===== Raw data =====

PR #17, opened 2018-07-31
INS-46: reference as interface

megge-dream:
closes INS-46

**- What I did**
Make Reference an interface

**- How to verify it**
Run tests

### DIFF
--- a/genesis/model/object/reference.go
+++ b/genesis/model/object/reference.go
@@ -42,18 +42,18 @@ type Reference interface {
 }
 
 type reference struct {
-	record string
 	domain string
+	record string
 	scope  ScopeType
 }
 
 // NewReference creates new reference instance.
-func NewReference(record string, domain string, scope ScopeType) (Reference, error) {
+func NewReference(domain string, record string, scope ScopeType) (Reference, error) {
 	switch scope {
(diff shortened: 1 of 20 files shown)


genesis/model/object/reference.go
```diff
@@ -33,45 +33,68 @@ const (
...
+
+type reference struct {
+	record string
+	domain string
+	scope  ScopeType
 }
 
 // NewReference creates new reference instance.
-func NewReference(record string, domain string, scope ScopeType) (*Reference, error) {
+func NewReference(record string, domain string, scope ScopeType) (Reference, error) {
```
LinnikD: You should pass domain as a 1st param. It is logically right

genesis/model/resolver/handler_test.go
```diff
@@ -17,13 +17,45 @@
...
+	"fmt"
 	"testing"
 
 	"github.com/insolar/insolar/genesis/mock/storage"
+	"github.com/insolar/insolar/genesis/model/class"
 	"github.com/insolar/insolar/genesis/model/object"
 	"github.com/stretchr/testify/assert"
 )
 
+type referenceNonExistentScope struct{}
```
LinnikD: invalidScopeReference may be better name

PR #27, opened 2018-08-03
INS-59: member domain

megge-dream:
closes INS-59

**- What I did**
Add MemberDomain interface, its implementation, proxy and factory.

**- How to verify it**
Run tests.

### DIFF
--- a/genesis/example/doc.go
+++ b/genesis/example/doc.go
@@ -1,0 +1,1 @@
+package example
--- a/genesis/example/doc.go
+++ b/genesis/example/doc.go
@@ -15,7 +15,7 @@
  */
 
 /*
-Package lottery provides smart contracts for building lottery for members, which can make bets from balance of their wallets.
+Package example provides smart contracts for building example of system work.
 
 Entities:
 
@@ -30,4 +30,4 @@ Entities:
 		memberProxy, err := mDomain.GetMember(record)
 
 */
-package lottery
+package example
--- a/genesis/example/doc.go
+++ b/genesis/example/doc.go
@@ -23,8 +23,8 @@ Entities:
 
 	Usage:
 
-		factory := NewMemberDomainFactory()
-		mDomain, error := factory.Create(parent)
+		factory := NewMemberDomainFactory(factoryParent)
+		mDomain, error := factory.Create(domainParent)
 
 		record, err := mDomain.CreateMember(someMemberFactory)
 		memberProxy, err := mDomain.GetMember(record)
--- a/genesis/example/doc.go
+++ b/genesis/example/doc.go
@@ -1,1 +1,33 @@
+/*
+ *    Copyright 2018 INS Ecosystem
+ *
+ *    Licensed under the Apache License, Version 2.0 (the "License");
+ *    you may not use this file except in compliance with the License.
+ *    You may obtain a copy of the License at
+ *
+ *        http://www.apache.org/licenses/LICENSE-2.0
+ *
+ *    Unless required by applicable law or agreed to in writing, software
+ *    distributed under the License is distributed on an "AS IS" BASIS,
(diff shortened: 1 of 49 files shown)


genesis/example/member_test.go
```diff
@@ -0,0 +1,335 @@
...
+}
+
+func TestNewMemberDomainProxy_WithNilParent(t *testing.T) {
+	_, err := newMemberDomainProxy(nil)
+	assert.EqualError(t, err, "parent must not be nil")
+}
+
+func TestMemberDomainProxy_CreateMember(t *testing.T) {
+	parent := &mockParent{}
+	proxy, err := newMemberDomainProxy(parent)
```
golangci: ineffectual assignment to `err`

genesis/example/member_test.go
```diff
@@ -0,0 +1,335 @@
...
+	member, err := proxy.CreateMember(factory)
+	assert.NoError(t, err)
+
+	_, err = uuid.FromString(member)
+	assert.NoError(t, err)
+}
+
+func TestMemberDomainProxy_GetMember(t *testing.T) {
+	parent := &mockParent{}
+	proxy, err := newMemberDomainProxy(parent)
```
golangci: ineffectual assignment to `err`

genesis/example/member.go
```diff
@@ -0,0 +1,163 @@
...
+	"github.com/insolar/insolar/genesis/model/factory"
+	"github.com/insolar/insolar/genesis/model/object"
+	"github.com/insolar/insolar/genesis/model/resolver"
+)
+
+// MemberDomainName is a name for member domain.
+const MemberDomainName = "MemberDomain"
+
+// MemberDomainID is a string representation of class for MemberDomain interface implementations.
+const MemberDomainID = "MemberDomain"
```
LinnikD: why not in constant.go?

genesis/example/member.go
```diff
@@ -0,0 +1,163 @@
...
+	}, nil
+}
+
+// GetClassID returns string representation of MemberDomain's class.
+func (md *memberDomain) GetClassID() string {
+	return MemberDomainID
+}
+
+// CreateMember creates new member as a child to domain storage.
+func (md *memberDomain) CreateMember(fc factory.Factory) (string, error) {
```
LinnikD: CreateMember should do more specific things with factory. You need to create a factory of member class and set it into domain storage on domain creation. Then CreateMember method will only call MemberFactory inside

genesis/example/member.go
```diff
@@ -0,0 +1,163 @@
...
+	record, err := md.ChildStorage.Set(member)
+	if err != nil {
+		return "", err
+	}
+
+	return record, nil
+}
+
+// GetMember returns member from its record in domain storage.
+func (md *memberDomain) GetMember(record string) (resolver.Proxy, error) {
```
LinnikD: Here you also need to rely on MemberProxy class declaration,  not Proxy

genesis/example/member.go
megge-dream: Then Member class will be created, it will be done.

genesis/example/member.go
megge-dream: Then Member class will be created, it will be done.

genesis/example/doc.go
```diff
@@ -0,0 +1,33 @@
...
+	Usage:
+
+		factory := NewMemberDomainFactory(factoryParent)
+		mDomain, error := factory.Create(domainParent)
+
+		record, err := mDomain.CreateMember(someMemberFactory)
+		memberProxy, err := mDomain.GetMember(record)
+
+*/
+package example
```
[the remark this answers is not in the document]
LinnikD: let it stay =)

PR #37, opened 2018-08-03
INS-79: Add root record on DB init

andreyromancev:
closes INS-79

**- What I did**
Implemented initial storage record creation

**- How to verify it**
Run tests

### DIFF
--- a/Gopkg.lock
+++ b/Gopkg.lock
@@ -3,92 +3,143 @@
 
 [[projects]]
   branch = "master"
+  digest = "1:26553bdecb5d2155e37185e91ac9e6cab762c06fdf231c151fb6d3ec60ff53b7"
+  name = "github.com/2tvenom/cbor"
+  packages = ["."]
+  pruneopts = "UT"
+  revision = "384e799bd841fc59220d0f5911b8cbde7b380875"
+
+[[projects]]
+  branch = "master"
+  digest = "1:d7e398c16b9c85f33ea98182809bfefe4e3ec8bf01f56de20f9721f9f7ab23de"
   name = "github.com/anacrolix/missinggo"
   packages = [
     ".",
     "inproc",
     "perf",
-    "pproffd"
+    "pproffd",
   ]
+  pruneopts = "UT"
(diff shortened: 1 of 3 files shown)


ledger/storage/leveldb/leveldb.go
```diff
@@ -96,9 +99,28 @@ func InitDB() (*LevelLedger, error) {
...
+	ledger := LevelLedger{
 		ldb: db,
-	}, nil
+		zeroRef: record.Reference{
+			Domain: record.ID{}, // TODO: fill domain
+			Record: zeroID,
+		},
+	}
+	_, err = db.Get([]byte(zeroRecordHash), nil)
+	switch err {
```
nordicdyno: @andreyromancev @ita-sammann Error checking in this way is not idiomatic go code. I would like to see this part rewritten

Gopkg.lock
```diff
@@ -102,31 +153,54 @@
...
+    "github.com/satori/go.uuid",
+    "github.com/spf13/pflag",
+    "github.com/stretchr/testify/assert",
+    "github.com/stretchr/testify/mock",
+    "github.com/syndtr/goleveldb/leveldb",
+    "github.com/syndtr/goleveldb/leveldb/comparer",
+    "github.com/syndtr/goleveldb/leveldb/opt",
+    "github.com/ugorji/go/codec",
+    "golang.org/x/crypto/sha3",
+  ]
```
nordicdyno: @andreyromancev @ita-sammann why so different format? Probably we should fix dep version for consistent packages versioning.

ita-sammann: @nordicdyno, it's not clear for me. These changes are no more in master and we can't reproduce this behaviour of `dep ensure`.

ita-sammann: Current dep version is 0.5.0 let's stick to it.

ledger/storage/leveldb/leveldb.go
ita-sammann: It makes sense. Let's use if/else if/else in similar cases.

=====

▶ [Requirement]:
Which of the lines above include the word "smart"? List those lines.

▶ [Exercise solution]:
-Package lottery provides smart contracts for building lottery for members, which can make bets from balance of their wallets.
+Package example provides smart contracts for building example of system work.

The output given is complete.